◆ EXERCISE: Take every line from the material that has the word "risk" in it.
Top of GIVEN DATA
Issue #94, opened 2026-06-12
Backfill historical thread summaries with correct source_name (follow-up of #93)


boris-clark:
## Background

This is a follow-up to #93. The fix in #93 corrects the thread-source resolution logic so that **newly created** summaries store the correct thread `source_name` (real thread name instead of the parent group name).

However, `source_name` is resolved once at summary-creation time and persisted into `summary_source`. The list API only reads it back. Therefore the #93 fix does **not** retroactively correct historical thread summaries that were already saved with the wrong (parent-group) name.

## Problem

Existing rows in `summary_source` where `source_type = 2` (thread) may still hold an incorrect `source_name` (parent group name, or an indistinguishable placeholder). These historical summaries continue to render ambiguously in the list UI even after #93 lands.

## Expected behavior

Provide a one-time, safe backfill that recomputes `source_name` for historical thread summaries using the corrected resolution logic, so the existing summary list also shows the correct thread names.

## Requirements

- One-time backfill that iterates `summary_source` rows with `source_type = 2` and recomputes `source_name` with the corrected resolver.
- Must support a **dry-run** mode that prints the intended diffs without writing.
- Must run in **batches** and be **idempotent / re-runnable** (safe to interrupt and resume).
- Must run as a maintenance command / guarded startup task, **not** mixed into the #93 code fix.
- Must not touch group (`source_type = 1`) or DM (`source_type = 3`) rows.
- Recommended to run during off-peak hours.

## Acceptance criteria

- [ ] Dry-run mode lists every row that would change, with old and new `source_name`.
- [ ] Actual run updates only `source_type = 2` rows; group and DM rows untouched.
- [ ] Backfill is idempotent: re-running produces no further changes once complete.
- [ ] Batched execution with bounded query size.
- [ ] Group and DM summaries verified unaffected after the run.

## Related

- Follow-up of #93 (thread source_name resolution fix for new summaries).

Issue #93, opened 2026-06-12
Summary list API does not distinguish thread vs group source (source_name shows parent group name, missing source_type field)


Jerry-Xin:
## Problem

The summary list API does not distinguish between **thread (sub-topic)** and **group** sources. When a summary is generated for a specific thread, the `source_name` field still shows the **parent group name**, so users cannot tell the real source of the summary.

API: `GET https://im.deepminer.com.cn/summary/api/v1/summaries?page=1&page_size=20`

## Expected behavior

- `source_name` should reflect the **actual thread name** when the summary source is a thread, instead of falling back to the parent group name.
- Add an extra field that explicitly identifies the **source type** (group / DM / thread), so the frontend can render differentiated UI for group chats, direct messages, and threads.

## Why it matters

Without distinguishing source type and showing the correct thread name, the summary list is ambiguous — multiple summaries from different threads of the same group all look identical. Adding a type flag + correct source name unblocks the frontend to present group / DM / thread summaries differently.

## Acceptance criteria

- [ ] Summary list API returns the correct `source_name` for thread sources (real thread name, not parent group name).
- [ ] A new field (e.g. `source_type`) distinguishes group / DM / thread.
- [ ] Backward compatible with existing group and DM summaries.

Issue #89, opened 2026-06-11
Scheduled summary group name degrades to fallback placeholder (source_name dropped + nil IM DB in resolver)


Ranwanglc:
## Summary

After a scheduled summary is triggered, the generated source record `summary_source.source_name` degrades into a fallback placeholder name such as `来源-<id前8位>(群聊)` ("Source-<first 8 chars of id>(Group)"), instead of the chat's real name (e.g. `<real group name>(群聊)`). Manually created summary tasks are not affected — only scheduled tasks exhibit this problem.

> Note: This is **not** a database charset/encoding issue. Verified with `HEX(source_name)` that the value stored in the DB is genuine text (`来源-...`); it is a placeholder name written by the fallback logic.

## Reproduction

1. Create a scheduled summary (`summary_schedule`) with a group chat as the source.
2. Wait for the scheduled task to trigger and generate `summary_source` records.
3. Inspect `summary_source.source_name`: some records show `来源-<first 8 chars of source_id>(群聊)` instead of the real group name.

Example data (same group `<group_no>`, real name `<real group name>`):

| source_name | Note |
| --- | --- |
| `<real group name>(群聊)` | Correct |
| `来源-<first 8 chars>(群聊)` | Degraded to fallback placeholder |

## Root Cause

Two independent defects combine to cause this (both are required):

### Defect A — Backend entry point drops `source_name` (the root cause)

The `sourceReq` struct in `internal/api/handler/task.go` only has `SourceType` and `SourceID` — it is **missing the `SourceName` field**:

```go
// internal/api/handler/task.go:121-124
type sourceReq struct {
    SourceType int    `json:"source_type"`
    SourceID   string `json:"source_id"`
    // SourceName is missing
}
```

When creating/updating a schedule (`internal/api/handler/schedule.go`), `req.Sources []sourceReq` deserializes the frontend payload. Because the struct has no such field, **the `source_name` sent by the frontend is silently dropped during deserialization**. The subsequent `json.Marshal(req.Sources)` stored into `summary_schedule.source_config` therefore never contains `source_name`.

```go
// internal/api/handler/schedule.go:351-353
if len(req.Sources) > 0 {
    b, _ := json.Marshal(req.Sources) // the marshaled sourceReq has no source_name
    sourceConfig = b
}
```

### Defect B — Scheduled worker cannot resolve the name, and the fallback resolver is disabled

[...]

PR #95, opened 2026-06-12
fix(summary): correct thread source_name resolution & enforce backend-authoritative naming (#93)

Ranwanglc:
## 背景 / Issue

修复 #93：智能总结中子区（`source_type=2`）的「信息来源名称」`source_name` 显示为父群名、同一父群下多个子区无法区分。同时统一即时总结与定时总结两条链路的命名口径。

历史数据回填作为独立 issue **#94** 处理，本 PR 仅交付代码修复。

### 问题一：子区 source_name 解析（`internal/service/summary.go`）
- `case 2`（thread）改为用 **联合键 `(group_no, short_id)`** 的单条 JOIN 查询，联 `group` 表取父群名，跨表比较加 `COLLATE utf8mb4_unicode_ci`（与 `internal/pipeline/fetch.go`、`internal/api/handler/candidates.go` 既有写法一致）。替换原先 `WHERE short_id = ?` 的单键查询（可能命中其它群的同名 `short_id`）。
- 不再用 `_ =` 吞掉查询错误，改为 `log.Printf` 打日志，便于线上定位。
- 新增 `threadFallbackName()`：未命名 / 未命中的子区占位名**永远包含 `short_id` 片段**，保证同一父群下多个未命名子区互不撞名（#93 根因正是旧逻辑退化成纯父群名）。
- 子区 `source_id` 形态前置校验，非法值走确定性兜底。

### 问题二：即时 / 定时链路命名口径统一（`internal/worker/scheduled_replace_helpers.go`）
- `buildScheduledTaskSources` / `syncScheduledTaskSources` 改为**始终**调用 `ResolveSourceNameWithType` 重新解析，不再信任前端传入的 `source_name`（定时表单可能把脏值如 `groupNo____shortId` 当 name 传上来）。与即时总结链路口径对齐。

### 测试（`internal/worker/scheduled_replace_test.go`）
- 更新 `TestBuildScheduledTaskSources`：断言落库的 `source_name` 是**后端重解析值**、且**不等于**配置里的脏值。

## 验证

- `go test ./...` 全绿。
- 线上真实链路验证：同一父群 `qwen3-omni-speech-te` 下子区 `子区问题` 的定时总结，配置 `source_name` 为空，生成的 `summary_source.source_name` = `qwen3-omni-speech-te-子区问题(子区)`（HEX 还原确认正确 UTF-8），证明子区名正确带入 + 生成层重解析 + COLLATE 联合键 JOIN 均生效。

## 不涉及

- 无 DB schema 变更：`source_name` 仍 `varchar(200)`；`source_type` 枚举沿用 `1/2/3`。
- 历史数据回填 → #94 单独 PR。
- 前端 `octo-web` 不再发送 `source_name` → 跨仓、非阻塞，单独排期。

### DIFF
--- a/internal/service/summary.go
+++ b/internal/service/summary.go
@@ -2,6 +2,7 @@ package service
 
 import (
 	"fmt"
+	"log"
 	"math/rand"
 	"strings"
 
@@ -58,29 +59,50 @@ func ResolveSourceNameWithType(sourceID string, sourceType int, imDB *gorm.DB) s
 			return name + "(群聊)"
 		}
 	case 2: // thread
-		// Thread source_id format: {group_no}____{short_id}
-		// Note: For thread, ____ separates group_no and short_id; both are used
+		// 子区身份是 (group_no, short_id) 联合键；source_id 形如 {group_no}____{short_id}。
+		// 解析严格依赖 source_type==2，不靠 "____" 的出现与否猜测是否为子区
+		// （群 source_id 也可能含 "____{space_id}" 后缀，见 case 1）。
 		parts := strings.SplitN(sourceID, "____", 2)
-		if len(parts) == 2 {
-			groupNo := parts[0]
-			shortID := parts[1]
-			
-			var groupName string
-			_ = imDB.Table("group").Where("group_no = ?", groupNo).Pluck("name", &groupName).Error
-			
-			var threadName string
-			_ = imDB.Table("thread").Where("short_id = ?", shortID).Pluck("name", &threadName).Error
-			
-			if groupName != "" && threadName != "" {
+		if len(parts) != 2 || parts[0] == "" || parts[1] == "" {
+			// 非法子区 source_id：走确定性兜底，绝不退化成父群名。
+			log.Printf("[service] ResolveSourceNameWithType: malformed thread source_id=%q", sourceID)
+			return fallbackSourceName(sourceID, sourceType)
+		}
+		groupNo := parts[0]
+		shortID := parts[1]
+
+		// 一条 JOIN 同时取子区名与父群名；group_no 跨表比较必须加 COLLATE，
+		// 与 internal/pipeline/fetch.go:141、internal/api/handler/candidates.go:177/190 保持一致。
+		var row struct {
+			ThreadName string `gorm:"column:thread_name"`
+			GroupName  string `gorm:"column:group_name"`
+		}
+		err := imDB.Raw(
+			"SELECT t.name AS thread_name, g.name AS group_name "+
+				"FROM thread t "+
+				"LEFT JOIN `group` g ON g.group_no COLLATE utf8mb4_unicode_ci = t.group_no "+
+				"WHERE t.group_no = ? AND t.short_id = ? "+
+				"LIMIT 1",
+			groupNo, shortID,
+		).Scan(&row).Error
+		if err != nil {
+			// 不再吞错：打日志便于线上定位；返回确定性可区分兜底（含 short_id）。
+			log.Printf("[service] ResolveSourceNameWithType: thread query failed source_id=%q: %v", sourceID, err)
+			return threadFallbackName("", shortID)
+		}
+
+		threadName := strings.TrimSpace(row.ThreadName)
+		groupName := strings.TrimSpace(row.GroupName)
+
+		// 兜底顺序：子区名优先；其次“父群名-占位”；最后纯占位。
+		// 关键：未命名子区永远带 short_id 片段，保证同群多子区互不相同。
+		if threadName != "" {
+			if groupName != "" {
 				return groupName + "-" + threadName + "(子区)"
 			}
-			if threadName != "" {
-				return threadName + "(子区)"
-			}
-			if groupName != "" {
-				return groupName + "(子区)"
-			}
+			return threadName + "(子区)"
 		}
+		return threadFallbackName(groupName, shortID)
 	case 3: // DM (private chat)
 		var name string
 		err := imDB.Table("user").Where("uid = ?", sourceID).Pluck("name", &name).Error
@@ -106,6 +128,20 @@ func fallbackSourceName(sourceID string, sourceType int) string {
 		return "来源-" + sourceID[:8] + suffix
 	}
 	return "来源-" + sourceID + suffix
+}
+
+// threadFallbackName 为“未命名 / 未命中”的子区生成确定性、可区分的占位名。
+// 永远包含 short_id 的前若干位，确保同一父群下的不同子区不会撞名
+// （这正是 #93 的根因：旧逻辑退化成纯父群名导致同群子区全部同名）。
+func threadFallbackName(groupName, shortID string) string {
+	short := shortID
+	if len(short) > 6 {
+		short = short[:6]
+	}
+	if groupName != "" {
+		return groupName + "-子区" + short + "(子区)"
+	}
+	return "子区-" + short + "(子区)"
 }
 
 // ResolveSourceName returns source name from IM DB, fallback to placeholder.
--- a/internal/worker/scheduled_replace_helpers.go
+++ b/internal/worker/scheduled_replace_helpers.go
@@ -63,10 +63,12 @@ func buildScheduledTaskSources(tx *gorm.DB, imDB *gorm.DB, taskID int64, raw mod
 		if src.SourceID == "" {
 			return fmt.Errorf("scheduled source_id is required")
 		}
-		sourceName := src.SourceName
-		if sourceName == "" {
-			sourceName = service.ResolveSourceNameWithType(src.SourceID, src.SourceType, imDB)
-		}
+		// Always resolve the canonical source name from the IM DB; never trust a
+		// client-supplied source_name (the schedule-management UI can submit a raw
+		// group_no/thread id as the "name", e.g. "groupNo____shortId"). Resolving
+		// unconditionally keeps the stored name consistent with the instant-summary
+		// path, which already drops source_name and lets the backend look it up.
+		sourceName := service.ResolveSourceNameWithType(src.SourceID, src.SourceType, imDB)
 		if err := tx.Create(&model.SummarySource{
 			TaskID:     taskID,
 			SourceType: src.SourceType,
@@ -156,10 +158,9 @@ func syncScheduledTaskSources(tx *gorm.DB, imDB *gorm.DB, taskID int64, raw mode
 		if src.SourceID == "" {
 			return fmt.Errorf("scheduled source_id is required")
 		}
-		sourceName := src.SourceName
-		if sourceName == "" {
-			sourceName = service.ResolveSourceNameWithType(src.SourceID, src.SourceType, imDB)
-		}
+		// Always resolve the canonical source name from the IM DB; never trust a
+		// client-supplied source_name (see buildScheduledTaskSources).
+		sourceName := service.ResolveSourceNameWithType(src.SourceID, src.SourceType, imDB)
 		if err := tx.Create(&model.SummarySource{
 			TaskID:     taskID,
 			SourceType: src.SourceType,
--- a/internal/worker/scheduled_replace_test.go
+++ b/internal/worker/scheduled_replace_test.go
@@ -167,21 +167,24 @@ func TestSyncScheduledTaskParticipants_AlwaysIncludesCreatorAndDedups(t *testing
 	}
 }
 
-// buildScheduledTaskSources must persist the source_name carried in the
-// schedule config verbatim (the fix for the dropped-name bug). It must NOT
-// degrade a config-provided real name into the fallback placeholder.
-func TestBuildScheduledTaskSources_UsesConfigSourceName(t *testing.T) {
+// buildScheduledTaskSources must ALWAYS re-resolve the source_name from the IM
+// DB and never trust the source_name carried in the schedule config (issue #93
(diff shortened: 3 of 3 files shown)


Jerry-Xin (approved):
Summary: The PR is relevant to this repository and correctly moves thread source-name resolution to a backend-authoritative `(group_no, short_id)` lookup while aligning scheduled summaries with the instant-summary path.

💬 Non-blocking

- 🟡 Warning: `internal/service/summary.go:136` truncates fallback thread IDs to 6 bytes. This makes fallback names shorter, but it does not strictly guarantee uniqueness for multiple unnamed or missing threads under the same parent group if two `short_id` values share the same prefix. Consider using the full `shortID`, or a longer bounded suffix, since `summary_source.source_name` has room for it.

- 🔵 Suggestion: `internal/worker/scheduled_replace_test.go:175` verifies that client-provided names are ignored, but it only covers the `imDB == nil` fallback path. A focused resolver test with two rows sharing the same `short_id` under different groups would lock in the main regression fix around the composite key lookup.

✅ Highlights

- The PR passes the relevance gate: it fixes behavior in the project’s summary source naming and scheduled summary persistence paths.
- `internal/service/summary.go:80` uses parameterized SQL, so the new JOIN does not introduce SQL injection risk.
- `internal/worker/scheduled_replace_helpers.go:71` and `:163` now consistently make the backend the source of truth for persisted `source_name`, matching the instant-summary creation path.
- Verification: `go test ./...` passes.

mochashanyao (approved):
[Octo-Q · automated review]

---

# octo-smart-summary PR#95 Review Report
**PR:** Mininglamp-OSS/octo-smart-summary #95
**Head SHA:** `d609417fa6afac34f16ce3b2695cc51904ab689c`
**Title:** fix(summary): correct thread source_name resolution & enforce backend-authoritative naming (#93)

---

## 1. Verification Summary

| Item | Status | Evidence |
|------|--------|----------|
| Thread source_name resolution via composite key `(group_no, short_id)` | ✅ | `internal/service/summary.go:65-100` — single JOIN query replaces two separate queries |
| COLLATE pattern consistency | ✅ | Matches `internal/pipeline/fetch.go:141` and `internal/api/handler/candidates.go:177/190` |
| Error no longer swallowed | ✅ | `summary.go:91-93` — `log.Printf` + deterministic fallback |
| Scheduled path always re-resolves source_name | ✅ | `scheduled_replace_helpers.go:71` and `:163` — both `build` and `sync` paths updated symmetrically |
| Test updated to assert re-resolution | ✅ | `scheduled_replace_test.go:170-204` — asserts dirty config value is NOT stored |
| Malformed source_id guard | ✅ | `summary.go:68-72` — `len(parts) != 2 || parts[0] == "" || parts[1] == ""` → deterministic fallback |

## 2. Findings

### F1 — No test coverage for thread path (case 2) of `ResolveSourceNameWithType` [P2]

**Diff-scope:** new (the thread path was substantially rewritten; `threadFallbackName` is brand new)

The rewritten `case 2` in `ResolveSourceNameWithType` (lines 63-100) and the new `threadFallbackName` function (lines 134-145) have **zero direct test coverage**. No `summary_test.go` exists in `internal/service/`. The only test exercising `ResolveSourceNameWithType` uses `sourceType=1` (group) with `imDB=nil` (fallback path only).

Key untested paths:
- The JOIN query returning both thread_name and group_name (happy path)
- The JOIN query returning no rows (thread not found → `threadFallbackName` with groupName)
- The JOIN query erroring (→ `threadFallbackName` with empty groupName)
- Malformed source_id (→ `fallbackSourceName`)
- `threadFallbackName` with short_id ≤ 6 chars vs > 6 chars

**Recommendation:** Add a `summary_test.go` with SQLite-backed tests for case 2, covering at minimum: happy path (both names found), not-found fallback, and malformed source_id. Note: the hard-coded `COLLATE utf8mb4_unicode_ci` will fail on SQLite — consider either gating it (see `candidates.go`'s `h.collate` pattern) or testing with a MySQL integration fixture.

### F2 — `threadFallbackName` byte-slices short_id without UTF-8 awareness [P2]

**Diff-scope:** new (new function)

`summary.go:139`: `short = short[:6]` operates on bytes, not runes. If `short_id` ever contains multi-byte UTF-8 characters (the column is `TEXT` in a `utf8mb4` database), this could produce invalid UTF-8 by slicing mid-rune.

**Mitigating factors:** All observed `short_id` values in test fixtures are pure ASCII (`thA`, `th001`, etc.). The pre-existing `fallbackSourceName` has the same pattern (`sourceID[:8]`), so this follows established convention.

**Recommendation:** Low priority. If short_id is guaranteed ASCII by the upstream IM system, document that invariant. Otherwise, use `[]rune(shortID)` slicing.

### F3 — Hard-coded COLLATE reduces testability vs `candidates.go` pattern [P2]

**Diff-scope:** new (new SQL in this PR)

`summary.go:83` hard-codes `COLLATE utf8mb4_unicode_ci` in the raw SQL string. `candidates.go` uses a configurable `h.collate` field (set to `" COLLATE utf8mb4_unicode_ci"` in production, `""` in tests) for SQLite compatibility. The hard-coded approach means any future unit test for `ResolveSourceNameWithType` case 2 with SQLite will fail on this SQL.

**Recommendation:** Consider extracting the COLLATE clause to a package-level variable or function parameter, mirroring the `candidates.go` approach, to enable SQLite-based testing.

## 3. Suggestions

1. **Add thread-path tests** (addresses F1): Even a minimal test with SQLite (after addressing F3) covering the happy path and the malformed-source_id guard would lock in the fix for #93.
2. **Consider COLLATE abstraction** (addresses F3): A simple `var threadCollate = " COLLATE utf8mb4_unicode_ci"` at package level, overridable in `_test.go` init, would unblock SQLite testing without the full handler-injection pattern.

## 4. Additional Observations

- **Behavioral change in thread lookup (correct):** Old code queried `WHERE short_id = ?` alone, which could match a thread from a different group with the same short_id. New code uses `(group_no, short_id)` composite — strictly more correct. This is the core fix for #93.
- **`SplitN` vs `Split` divergence (acceptable):** `summary.go` uses `SplitN(sourceID, "____", 2)` while `resolve_channel.go:298` uses unbounded `Split`. The comment at `summary.go:62-64` explicitly documents this design choice and the rationale (group source_ids can also contain `____`).
- **Scheduled path symmetry (correct):** Both `buildScheduledTaskSources` and `syncScheduledTaskSources` are updated identically — no asymmetric drift.

## 5. Data-Flow Trace

|---|---|---|
| `sourceID` (thread) | Schedule config JSON → `scheduleSourceConfig.SourceID` → `ResolveSourceNameWithType` param | ✅ Parsed by `SplitN("____", 2)` into `(groupNo, shortID)` |
| `groupNo` from split | `sourceID` left of `____` | ✅ Used in `WHERE t.group_no = ?` (parameterized, safe) |
| `shortID` from split | `sourceID` right of `____` | ✅ Used in `WHERE t.short_id = ?` (parameterized, safe) |
| `row.ThreadName` from JOIN | `thread.name` via `LEFT JOIN group` | ✅ TrimSpace → empty check → fallback chain |
| `row.GroupName` from JOIN | `group.name` via `LEFT JOIN` | ✅ TrimSpace → used in fallback naming |
| `sourceName` in scheduled path | `ResolveSourceNameWithType(src.SourceID, src.SourceType, imDB)` — always called, config value ignored | ✅ Symmetric in both `build` and `sync` functions |
| `imDB` nil guard | `ResolveSourceNameWithType` line 44: `if imDB == nil { return fallbackSourceName(...) }` | ✅ Prevents nil-pointer on DB calls; test relies on this |

## 6. R5 Blind-Spot Checklist

This PR is **not security_sensitive** (bug fix for name resolution, no auth/permission/jail changes). Checklist run for completeness:

- **C1 — Dual-path parity:** N/A. No add/remove or subscribe/unsubscribe symmetry involved. Both `build` and `sync` scheduled-source functions are updated identically — parity confirmed.
- **C2 — Control-flow ordering / nested reuse:** Clear. `ResolveSourceNameWithType` is called from 3 sites (2 scheduled + 1 instant). No nested/double invocation risk. No security controls to bypass.
- **C3 — Authorization boundary ≠ capability boundary:** N/A. No new endpoints, tools, or capabilities exposed. The `source_name` from client config is now ignored (defense in depth — correct direction).

---

**[Octo-Q] verdict: APPROVE**

All findings are P2 (test coverage gap, UTF-8 byte-slicing latent risk, COLLATE testability). No P0/P1 issues identified. The core fix is correct: composite-key thread lookup eliminates the #93 root cause (same-short_id cross-group collision), error swallowing is replaced with logging + deterministic fallback, and the scheduled path is symmetrically hardened against dirty client-supplied names. The test update correctly asserts the new "never trust config" contract.

yujiawei (approved):
# Code Review — PR #95 (octo-smart-summary)

**Scope reviewed:** head `d609417` against merge-base `cdecb3b` (one commit; 3 files, +82/-37). Build, vet, and full `go test ./...` pass locally.

## Verdict: APPROVED

This is a focused, well-reasoned fix for #93. Both changes are correct, and the thread-resolution rewrite is consistent with the existing cross-table query conventions in the repo. No blocking (P0/P1) issues found. A few non-blocking suggestions below.

---

## 1. Verification of the fix

### Problem 1 — thread (`source_type=2`) name resolution (`internal/service/summary.go`)
✅ **Correct.** The old logic queried `thread WHERE short_id = ?` as a single-key lookup, which can match a same-named `short_id` belonging to a *different* parent group. The new code uses the composite key `(group_no, short_id)` in one JOIN, with `COLLATE utf8mb4_unicode_ci` on the cross-table `group_no` comparison. This matches the established convention elsewhere:
- `internal/pipeline/fetch.go:140` — `INNER JOIN \`group\` g ON g.group_no COLLATE utf8mb4_unicode_ci = t.group_no`
- `internal/api/handler/candidates.go:177,190` — same collate clause via `h.collate`

✅ **Root cause of #93 addressed.** `threadFallbackName()` always embeds a `short_id` fragment, so multiple unnamed sub-threads under the same parent group no longer collapse to an identical name. The old fallback chain degraded to the bare parent-group name, which was the reported bug.

✅ **Type-driven parsing.** Keying the branch strictly on `source_type==2` (rather than inferring from the presence of `____`) is the right call — `case 1` (group) source IDs can also carry a `____{space_id}` suffix, so the separator alone is ambiguous.

✅ **Error handling improved.** Replacing the silenced `_ =` with `log.Printf` on query failure aids production diagnosis, and malformed/empty parts now route to a deterministic fallback instead of degrading to the parent-group name.

### Problem 2 — backend-authoritative naming for scheduled tasks (`internal/worker/scheduled_replace_helpers.go`)
✅ **Correct and consistent.** `buildScheduledTaskSources` / `syncScheduledTaskSources` now always call `ResolveSourceNameWithType` instead of trusting the client-supplied `source_name`. I verified this aligns the scheduled path with the instant-summary path, which already ignores the client value and re-resolves at `internal/api/handler/task.go:254`.

⚠️ **Note — this intentionally reverses the #89/#91 behavior** (which was "preserve the config-supplied real name"). The reversal is justified: the IM DB is the authoritative source, the schedule-management UI can submit dirty values (`groupNo____shortId` as a "name"), and consistency with the instant path is the explicit goal. The `imDB` is correctly threaded through in production (`scheduler.go:219 → buildScheduledTaskChildren → buildScheduledTaskSources`, wired from `cmd/summary-worker/main.go:60,86`), so this does not reintroduce the `nil`-imDB → placeholder regression that #89/#91 fixed.

### Tests (`internal/worker/scheduled_replace_test.go`)
✅ `TestBuildScheduledTaskSources_IgnoresConfigSourceName` correctly asserts the stored name is the re-resolved value and **not** the dirty config value. The expected fallback `来源-group-ab(群聊)` matches `fallbackSourceName` (first 8 chars of `group-abcdef123456` + `(群聊)`) under `imDB=nil`.

---

## 2. Non-blocking suggestions (P2 / nit)

- **P2 — no unit test for the core `summary.go` thread-resolution path.** The most important change (the `(group_no, short_id)` JOIN and `threadFallbackName` fallback ordering) has no direct test. The worker test only exercises the `imDB=nil` fallback. Consider a test with a stubbed `thread`/`group` table (SQLite, dropping the COLLATE clause as `candidates_test.go` already does via `h.collate=""`) covering: named thread + named group, named thread + missing group, and unnamed thread (fallback contains `short_id`).
- **nit — `threadFallbackName` truncates `short_id` to 6 chars.** Two distinct sub-threads whose `short_id` share the same first 6 characters would still collide in the fallback name. Low likelihood, and the result is still deterministic, but worth a comment or using the full `short_id` if length permits.
- **nit — `scheduleSourceConfig.SourceName` is now effectively unused** for persistence (still unmarshalled, never stored). Harmless and fine to keep for JSON compatibility; just flagging it as dead-ish.

---

## 3. CI status (informational — not blocking this review)

Build / Lint / Test / Vet all pass. Three failing checks are environmental/policy, unrelated to this diff:
- `secret-scan (gitleaks)` — flags `internal/service/llm_test.go:137` (`NewLLMClient("http://localhost", "key", ...)`), a **pre-existing** test fixture in a file this PR does not touch (present unchanged on the merge-base). False positive; consider a `.gitleaks.toml` allowlist or a `gitleaks:allow` annotation in a separate change.
- `dependency-review` — "Dependency review is not supported on this repository" (Dependency graph disabled in repo settings); no `go.mod`/`go.sum` changes in this PR anyway.
- `check-sprint` — `PROJECT_TOKEN is invalid or expired`; project-board automation, not code.

None of these reflect a defect introduced by PR #95.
Bottom of GIVEN DATA
◆ WRITTEN ANSWER:
- `internal/service/summary.go:80` uses parameterized SQL, so the new JOIN does not introduce SQL injection risk.
- **C2 — Control-flow ordering / nested reuse:** Clear. `ResolveSourceNameWithType` is called from 3 sites (2 scheduled + 1 instant). No nested/double invocation risk. No security controls to bypass.
All findings are P2 (test coverage gap, UTF-8 byte-slicing latent risk, COLLATE testability). No P0/P1 issues identified. The core fix is correct: composite-key thread lookup eliminates the #93 root cause (same-short_id cross-group collision), error swallowing is replaced with logging + deterministic fallback, and the scheduled path is symmetrically hardened against dirty client-supplied names. The test update correctly asserts the new "never trust config" contract.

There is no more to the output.